Активность президента во внешней политике отличалась особой жесткостью. По мнению критиков, как тогда, так и позже, в нём присутствовал потенциально опасный мачизм. Некоторые считали, что этот мачизм был вызван его воспитанием в семье, где царила жестокая конкуренция. Роберт тоже проявлял его. Другие объясняли это его потребностью доказать, что он, самый молодой избранный президент в истории Америки, достоин своего поста. Какими бы ни были источники, Кеннеди проявлял сильное желание продемонстрировать свою силу. Встретить кризис и победить — значит продемонстрировать свою силу и утвердить свою мужественность. Готовясь в мае к встрече на высшем уровне с Хрущевым, он сказал: «Я должен показать ему, что мы можем быть такими же жесткими, как он…Я должен сесть и дать ему понять, с кем он имеет дело».[1250]
НИЧТО НЕ ОБНАЖИЛО эти тенденции более ярко, чем попытка Кеннеди свергнуть Фиделя Кастро. План, который он и его ретивые советники в конечном итоге осуществили, — вторжение в Залив Свиней на южном побережье Кубы — состоялся 17 апреля, менее чем через три месяца после дня инаугурации. Вторжение стало одной из самых провальных военных авантюр в современной американской истории.
У Кеннеди были простые мотивы для одобрения атаки. Как и Эйзенхауэра, который в январе разорвал дипломатические отношения с Кубой, его возмущали непостоянство Кастро, его яростная антиамериканская риторика и его растущее сближение с Советским Союзом. Близкие к Кеннеди люди, в частности его отец и сенатор Джордж Сматерс из Флориды, призывали его избавиться от Кастро, пока Советский Союз не создал виртуальный сателлит у побережья Флориды.
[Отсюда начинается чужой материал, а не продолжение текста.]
PR #1606, opened 2026-08-09
Improved: Introduce a Gradle version catalog for dependency versions (OFBIZ-13487)

mridulpathak:
Extracts dependencies.gradle's ~98 scattered dependency-version literals into a new
gradle/libs.versions.toml Gradle version catalog, with zero change in resolved
dependency versions -- verified via an empty before/after dependency-tree diff and a
full build + test run. Plugin-local dependencies (e.g. plugins/ldap) are untouched;
the catalog covers only core-framework/shared dependencies. settings.gradle is also
untouched: its two plugin versions can't use the catalog, since Gradle evaluates that
file's plugins {} block before any version catalog exists (gradle/gradle#24876,
closed not-planned).

### DIFF
--- a/dependencies.gradle
+++ b/dependencies.gradle
@@ -17,120 +17,109 @@
  * under the License.
  */
 dependencies {
-    implementation 'com.drewnoakes:metadata-extractor:2.20.0'
-    implementation 'com.github.ben-manes.caffeine:caffeine:3.2.4'
-    implementation 'com.google.guava:guava:33.6.0-jre'
-    implementation 'com.google.zxing:core:3.5.4'
-    implementation 'com.googlecode.concurrentlinkedhashmap:concurrentlinkedhashmap-lru:1.4.2'
-    implementation 'com.googlecode.ez-vcard:ez-vcard:0.12.2'
-    implementation 'com.googlecode.owasp-java-html-sanitizer:owasp-java-html-sanitizer:20240325.1'
-    implementation 'com.googlecode.libphonenumber:libphonenumber:8.13.55'
-    implementation 'com.ibm.icu:icu4j:76.1'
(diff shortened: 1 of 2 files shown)


jacopoc:
Hi @mridulpathak 

Did you check if, with the new format, Dependabot is still producing pull requests to keep the dependencies updated or if any configuration changes are required to our GitHub actions to allow it?
For example, I have noticed that Dependabot has recently created a few pull requests to bump Swagger in the rest-api component of the release branch (in which the component is under plugins, but this is irrelevant): see for example https://github.com/apache/ofbiz-plugins/pull/355
However I don't see an equivalent pull request for the framework trunk.

mridulpathak:
> Hi @mridulpathak
> 
> Did you check if, with the new format, Dependabot is still producing pull requests to keep the dependencies updated or if any configuration changes are required to our GitHub actions to allow it? For example, I have noticed that Dependabot has recently created a few pull requests to bump Swagger in the rest-api component of the release branch (in which the component is under plugins, but this is irrelevant): see for example [apache/ofbiz-plugins#355](https://github.com/apache/ofbiz-plugins/pull/355) However I don't see an equivalent pull request for the framework trunk.

Hi @jacopoc 

I ran Dependabot manually for build.gradle and it produced two PRS #1610 and #1611 with the new setup as expected. I noticed there are a lot of failed PR generations from before due to GitHub's default limit of 5. Would it be wise to configure a higher limit in depandabot.yml? Also, all the open framework dependabot PRs are now stale with new changes, I'll go ahead and close them.
LastRun
LastRunError

jacopoc:
Hi @mridulpathak 

I confirm that the Gradle catalog is monitored by Dependabot. This is good, please disregard my previous comment.
As regards the errors you have reported ("Dependabot cannot open any more pull requests"), I agree we should increase the limit. For now I am thinking to set it to 20 and see how it goes.
What do you think?

mridulpathak:
20 seems a reasonable limit to me, thanks @jacopoc.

Колумнисты и редакционные писатели ещё больше раздували из мухи слона. Кроме того, Айк дал разрешение на подготовку нападающих. Для Кеннеди, активиста по темпераменту, было очень заманчиво их задействовать.[1251]
Пока советники планировали нападение на Кубу, некоторые правительственные чиновники высказывали сомнения. Среди них были такие либералы, как Артур Шлезингер-младший и Адлай Стивенсон, которого Кеннеди назначил послом Соединенных Штатов в ООН. Ещё одним сомневающимся был Боулз, который писал Раску: «Тайная операция плохо служит нашим национальным интересам… Это… было бы актом войны». Комендант корпуса морской пехоты Дэвид Шоуп прозорливо предупреждал, что Куба — большой остров (800 миль в длину), который будет очень трудно завоевать. Шлезингер напрямую передал свои сомнения Кеннеди. Так же поступил и Дж. Уильям Фулбрайт, председатель сенатского комитета по международным отношениям, который настаивал на том, что американское вторжение нарушит устав Организации американских государств (OAS). «Оказывать этой деятельности даже скрытую поддержку», — сказал он, — «это созвучно с лицемерием и цинизмом, за которые Соединенные Штаты постоянно осуждают Советский Союз».[1252] Куба, по словам Фулбрайта, была «занозой в плоти, но не кинжалом в сердце».[1253]